▶ Exercise prompt: Provide only the number of lines in the data below that contain the string "opened".

▶ Provided information:

PR #3791, opened 2020-03-31
More stringent checks on account handling

Bod9001:
So  I am unable to investigate the token Authentication stuff 
so idk if it actually has anything wrong with it, Since I can't view the code for it,
I cleaned the other bits up and added naming to Highlight what Variables are Unchecked soShouldn't be trusted from client

Using Userid more dependable than client ID,
for logout bodies, hoping that that HTTP request authenticates the
Userid and token properly,
added more stringent checks on null return on the HTTP request 

### automatic kick for multiple accounts on one IP

A brief check in editor,
Not tested relogging

### DIFF
--- a/UnityProject/Assets/Scripts/Managers/PlayerList.Admin.cs
+++ b/UnityProject/Assets/Scripts/Managers/PlayerList.Admin.cs
@@ -164,20 +164,20 @@ public partial class PlayerList
 		return adminUsers.Contains(userID);
 	}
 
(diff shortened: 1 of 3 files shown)


DooblyNoobly:
`Using Userid more dependable than client ID` problem with this is that you can't use one account to test with 2 or 3 clients in development. I think we have a IsRelease flag in some kind of build options class that will return true if it was built via the build server so maybe we can use that to flick between the two conditions

Bod9001:
Done requested changes merging

PR #3816, opened 2020-04-03
Mag boots

### LINKED ISSUE #3011: Spacewind is too deadly, we need magboots. B: 30
Description 
Currently there is essentially no way to deal with space wind as magboots are not in.

Proper magboots need 5 things

- Apply a speed reduction to wearer when toggled on unless outside of gravity IE space.
- Make the user unable to be slipped.
- Make the user unable to be force-ably moved by space winds.
- Ability to be toggled on and off via clicking the boots some way IE control or alt clicking.
- User cannot be pushed nor pulled unless via grab intent, speed when grabbed should be very slow.

Contributor will receive a bounty of 30usd on a successful merge of a solution that meets the criteria above.

ReiderJack:
fixes #3011

AdvBootToggle

UnPushable

UnSlippable


UnityProject/Assets/ItemMagBoots.cs
```diff
@@ -0,0 +1,185 @@
...
+		if (!isOn)
+		{
+
+
+			playerMove.InitialRunSpeed = newSpeed;
+			playerMove.RunSpeed = newSpeed;
+
+			//Do not change current speed if player is walking
+			//but change speed when he toggles run
+			if (playerMove.GetComponent<PlayerSync>().SpeedServer < newSpeed)
```
fomalsd: client doesn't know SpeedServer, this will have issues on headless

fomalsd: also you can avoid tons of GetComponent<> here by doing `var playerSync = playerMove.PlayerScript.PlayerSync`

UnityProject/Assets/ItemMagBoots.cs
```diff
@@ -0,0 +1,185 @@
...
+
+	// Client only method
+	public void OnInventoryMoveClient(ClientInventoryMove info)
+	{
+		if (CustomNetworkManager.Instance._isServer && GameData.IsHeadlessServer)
+		{
+			return;
+		}
+
+		var hand = PlayerManager.LocalPlayerScript.playerNetworkActions;
```
fomalsd, line 108: > hand

wat

UnityProject/Assets/ItemMagBoots.cs
```diff
@@ -0,0 +1,185 @@
...
+		if (isOn && info.FromSlot.NamedSlot == NamedSlot.feet)
+		{
+			ServerChangeState(this.player);
+		}
+	}
+
+	// Client only method
+	public void OnInventoryMoveClient(ClientInventoryMove info)
+	{
+		if (CustomNetworkManager.Instance._isServer && GameData.IsHeadlessServer)
```
fomalsd, line 103: are you sure this check is even needed here?

UnityProject/Assets/ItemMagBoots.cs
```diff
@@ -0,0 +1,185 @@
...
+			if (playerMove.GetComponent<PlayerSync>().SpeedServer < newSpeed)
+			{
+				return;
+			}
+
+			playerMove.GetComponent<PlayerSync>().SpeedClient = newSpeed;
+		}
+		else
+		{
+			playerMove.InitialRunSpeed = 6;
```
fomalsd: I still don't get why you have to change `InitialRunSpeed`, it's not supposed to be modified and should be used as a reference to what's the normal running speed of this player

UnityProject/Assets/ItemMagBoots.cs
```diff
@@ -0,0 +1,185 @@
...
+			playerMove.RunSpeed = 6;
```
fomalsd: Avoid magic numbers like `6` everywhere, refer to InitialRunSpeed instead

UnityProject/Assets/ItemMagBoots.cs
ReiderJack: > client doesn't know SpeedServer, this will have issues on headless

Didn't cause any issues as far as I saw in loggs and console.

UnityProject/Assets/ItemMagBoots.cs
ReiderJack: I am using as an example code in InteractableStorage.cs It's handled there this way

UnityProject/Assets/ItemMagBoots.cs
ReiderJack: I tried doing it as other systems which are changing speed of the player handle it and it did not work. Without this line, player won't be slowed.

Bod9001:
Make sure to mark them as a Resolved once you've resolved them

PR #4762, opened 2020-08-02
Turning vending machines into proper .prefab variants. Some other things.

PetMudstone:
### Purpose
- Turns vending machines into proper .prefab variants (of the machine base). Smartfridges and mining thing not included.
  - Most vending machines in, not all have inventories though.
  - Construction lists for all, but no actual way to build vending machines without deconstructing them and getting the board inside.
- Converting a few more sprites to have SOs.
  - Correcting spray bottle and hypospray variants.
- Rename a lot of chemical bottles.

### Notes:
As stated before, you can't build vending machines without deconstructing one and retrieving the board inside (which can be used to make another vending machine). This is because there is only one vending machine board, and it doesn't have the functionality to be switched to build different vendors as in /tg/. See #4763 for more details.


NoooneyDude:
Merging as builds failing is just due to docker memory issues (again).

PR #4764, opened 2020-08-02
Smite!

JesterX666:
Really basic SMITE command for Admins.
Allows to instantly gib a player.
Only works on players, not on all living beings.


Bod9001:
oh no, the bug from foma's PR Is causing issues

ThatDan123:
I would move this all over to use the AdminCommandsManager.cs scripting system, just to keep them all together.

Has all the net message stuff for you to use there, just remember to put the parameters of your method in the right order.

ThatDan123:
Also add in the admin action message stuff, see the other methods in the admin commands script.

JesterX666:
> I would move this all over to use the AdminCommandsManager.cs scripting system, just to keep them all together.
> 
> Has all the net message stuff for you to use there, just remember to put the parameters of your method in the right order.

Why do we have two places for admin commands?  I've decided to put smite at the same place as all the other commands that targets a player (ban, kick, job ban, respawn, boink).

So, the "official" way to go is AdminCommandManager now?

ThatDan123:
The bans and stuff are in the playerlist as theyre loaded in there. But yeah stick to the manager now.

JesterX666:
Personally, I'm not a fan of he "versiontwo", "versionthree", "versionfour" kinda stuff.  We are still "alpha" and already have 5 ways to send the messages.  In the future, we might arrive to a point that we will have so many different type of calls, that it will become a mess.  

Reflection is known to be slow
Magic strings (i.e.: "string Action") is prone to error.  
Untyped parameters all in the same parameter variable is also prone to errors.

I can see what you tried to do there, it's a very noble idea to standardize stuff.  It's not "bad" code, as it works, but it's not the type of code I prefer.  But, for now, it works perfectly fine.  So, I'll use it.

JesterX666:
@ThatDan123 changes made.  You can proceed for a second review.

UnityProject/Assets/Scripts/Managers/AdminCommandsManager.cs
```diff
@@ -298,6 +294,36 @@ public void CmdSendBlockShuttleRecall(string adminId, string adminToken, bool to
...
+				return;
+
+			var players = PlayerList.Instance.GetAllByUserID(userToSmite);
+			if (players.Count != 0)
+			{
+				foreach (ConnectedPlayer player in players)
+				{
+					var message = $"{player.Name} has been smiten by {PlayerList.Instance.GetByUserID(adminId).Username}: Username: {player.Username}";
+					Logger.Log(message);
+
```
ThatDan123: Add this here too

`UIManager.Instance.adminChatWindows.adminToAdminChat.ServerAddChatRecord(msg, null);
DiscordWebhookMessage.Instance.AddWebHookMessageToQueue(DiscordWebhookURLs.DiscordWebhookAdminLogURL, msg, "");`

ThatDan123: And could you reformat the message to like this one:

$"{PlayerList.Instance.GetByUserID(adminId).Username}: {state} shuttle recalling.";

Admin username, then action

ThatDan123: `var message = $"{PlayerList.Instance.GetByUserID(adminId).Username}: Smitted Username: {player.Username}, {player.Name}";`

Something like that maybe, though whether its smited or smitted, stupid words :p

JesterX666:
Done and tested

image

PR #4783, opened 2020-08-04
Wooden Cleanbot Sprites

BootlegBow:
Adds wooden cleanbot sprites, and separates the wooden cleanbot sprites and blue cleanbot sprites within the cleanbot folder.

The sprites are not functional yet, this just adds the .png files needed.


Bod9001:
do you have access to the unity editor? 
 Since we need the .asset files for referencing them
is ok, if you don't we just make an issue for it

BootlegBow:
I do, I didn't make the .asset files because I'm not entirely sure how to be honest

Bod9001:
image
then the object it makes make sure to name it the exact same thing as your sprite png (might took a second or two to go through)
then make the variance list one
then make the frame list one
then drag in your Sprite then press
Control + s
to seve
And that should be done

BootlegBow:
I’ve tried 3 times, all of which resulted in Unity crashing. Someone else will need to do it

PR #4797, opened 2020-08-06
Fix the antag box bug

VernaSaurus:
Have you ever had a perfect antag round lost by your items being in a box? Well no more! With the new stuff I'm committing here, you can rest easy knowing your stolen goods will be counted regardless of where they are!

Note: Has not actually been tested.

### DIFF
--- a/UnityProject/Assets/Scripts/Antagonists/Objectives/Steal.cs
+++ b/UnityProject/Assets/Scripts/Antagonists/Objectives/Steal.cs
@@ -78,13 +78,23 @@ namespace Antagonists
 			description = $"Steal {Amount} {ItemName}";
 		}
 
+		/// <summary>
+		/// yes it looks stupid as hell and very repetitive but it SHOULD work to fix the box bug
+		/// </summary>
 		protected override bool CheckCompletion()
 		{
 			int count = 0;
-			foreach (var slot in Owner.body.ItemStorage.GetItemSlotTree())
+			List<ItemStorage> storageList1 = new List<ItemStorage>();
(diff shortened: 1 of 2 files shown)


corp-0:
what are the two lists used for?

VernaSaurus:
the lists are used to write/read each itemstorage found to/from

VernaSaurus:
basically it stores every itemstorage it finds in the first check, and then checks if it's found the item, if it has it ends, if it hasn't it checks to see if there are any itemstorages, if there are it repeats the process until either A: it's gone four layers deep, or B: it finds the item

corp-0:
I see. It's a little bit hard to read, don't be afraid to divide your logic and create new functions to abstract the tasks. Also, remember the DRY rule, don't repeat yourself. If you need to do something n times, loop it n times, don't repeat the code n times.

Try doing a little refactor, pretty sure you can!

VernaSaurus:
i can't loop it because even though it LOOKS like it's performing the same check, it's actually performing a slightly different check every time

VernaSaurus:
This is actually required, otherwise I wouldn't do it

ThatDan123:
The first two loops look the same. And try to reduce nesting.

corp-0:
would it work if we iterated all item storages and appended content to a list, then from that list iterate again and append until there are no more itemStorages and then check this single list with all items the character has if it contains the requested item?

VernaSaurus:
i have no idea what any of this means i'm sorry

VernaSaurus:
because i'm a lazy idiot this'll probably never be merged so i might as well close it huh

PR #4804, opened 2020-08-08
Fancy item storage

Macoron:
### Purpose
Added new component FancyItemStorage. The 'fancy' component defines objects like donuts boxes, egg boxes or cigs packets that show how many items are in the ItemStorage on the sprite itself. [Check original DM code](https://github.com/tgstation/tgstation/blob/1aa293ea337283a0191140a878eeba319221e5df/code/game/objects/items/storage/fancy.dm) for more details.

### Notes:
Not implemented open/close sprite change yet. Storages are always "open" by default.
Cigarettes and cigars use much more advanced mechanic and not yet implemented (several slots for different type of items inside).


Bod9001:
looks good, once I finish with the Sprite handler stuff shouldn't need to network with sprites at all

PR #4811, opened 2020-08-08
Storage check

ThatDan123:
Cleaned up storage check.


corp-0:
Looks good and checks passed. I can't think of a solution without looping as @ReiderJack suggested.

PR #4817, opened 2020-08-09
Laser bouncing

ReiderJack:
Bouncing

Bounce1

## Notes
Moved Gun.cs to namespace.
Moved all scriptable objects scripts to namespaces.
Also added OnDisable to all behaviours for clearing references.
Added HitProcessorBehaviout for behaviours which need InteractableTile component to reduce GetComponent calls.
Added Condition SOs for injecting validation to behaviours(So you are able in write your own validation for bouncing and just assign it in the unity editor.)
Reduced default ambient sound volume cuz it was too loud.


Bod9001:
looks good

▶ Your solution: 9